PR #2027, opened 2020-12-08
Pythonize pbench-log-timestamp

zulcss:
Replace shell script with python script and add unit test.

### DIFF
--- a/lib/pbench/cli/agent/commands/timestamp.py
+++ b/lib/pbench/cli/agent/commands/timestamp.py
@@ -1,0 +1,13 @@
+"""pbench-log-timestamp"""
+
+import time
+
+import click
+
+
+@click.command()
+def main():
+    """ Add timestamp to user input"""
+    stdin = click.get_text_stream("stdin").read()
+    for line in stdin.splitlines():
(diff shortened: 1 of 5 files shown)


portante:
@zulcss did you mean to close this?

lib/pbench/cli/agent/commands/timestamp.py
```diff
@@ -0,0 +1,13 @@
...
+
+import time
+
+import click
+
+
+@click.command()
+def main():
+    """ Add timestamp to user input"""
+    stdin = click.get_text_stream("stdin").read()
```
portante, line 11: This needs to be a generator so that `stdin` can be a pipe and each line read from the pipe is timestamped and written out.

Further, I think we'll want to make sure it is not using buffered I/O so that folks can inspect the output easily as it is generated.

portante (changes requested):
Needs to work with streams of data from a PIPE, and also needs a rebase.

riya-17 (commented):
LGTM

portante:
I'll own driving this change into the repository.

webbnh:
At this point, I think it's safe to say that this PR will never be merged.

════

_Task goal_
From the first line through the last, give the data above again exactly.

_Task solution_
PR #2027, opened 2020-12-08
Pythonize pbench-log-timestamp

zulcss:
Replace shell script with python script and add unit test.

### DIFF
--- a/lib/pbench/cli/agent/commands/timestamp.py
+++ b/lib/pbench/cli/agent/commands/timestamp.py
@@ -1,0 +1,13 @@
+"""pbench-log-timestamp"""
+
+import time
+
+import click
+
+
+@click.command()
+def main():
+    """ Add timestamp to user input"""
+    stdin = click.get_text_stream("stdin").read()
+    for line in stdin.splitlines():
(diff shortened: 1 of 5 files shown)


portante:
@zulcss did you mean to close this?

lib/pbench/cli/agent/commands/timestamp.py
```diff
@@ -0,0 +1,13 @@
...
+
+import time
+
+import click
+
+
+@click.command()
+def main():
+    """ Add timestamp to user input"""
+    stdin = click.get_text_stream("stdin").read()
```
portante, line 11: This needs to be a generator so that `stdin` can be a pipe and each line read from the pipe is timestamped and written out.

Further, I think we'll want to make sure it is not using buffered I/O so that folks can inspect the output easily as it is generated.

portante (changes requested):
Needs to work with streams of data from a PIPE, and also needs a rebase.

riya-17 (commented):
LGTM

portante:
I'll own driving this change into the repository.

webbnh:
At this point, I think it's safe to say that this PR will never be merged.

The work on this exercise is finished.